The required output is every line from the one with "--- a/src/tensorlake/cli/deploy.py" through the final line of the data below, unchanged.

**********

PR #172, opened 2025-06-11
fix: abort deployment when graph fails to build image

miguelhrocha:
### Description

When an image fails to build with the builder V2, the deploy command should be aborted.

### DIFF
--- a/src/tensorlake/cli/deploy.py
+++ b/src/tensorlake/cli/deploy.py
@@ -171,18 +171,7 @@ async def _prepare_images_v2(
 ):
     for image_info in images.values():
         for build_context in image_info.build_contexts:
-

**********

*SOLVED PROBLEM*.
--- a/src/tensorlake/cli/deploy.py
+++ b/src/tensorlake/cli/deploy.py
@@ -171,18 +171,7 @@ async def _prepare_images_v2(
 ):
     for image_info in images.values():
         for build_context in image_info.build_contexts:
-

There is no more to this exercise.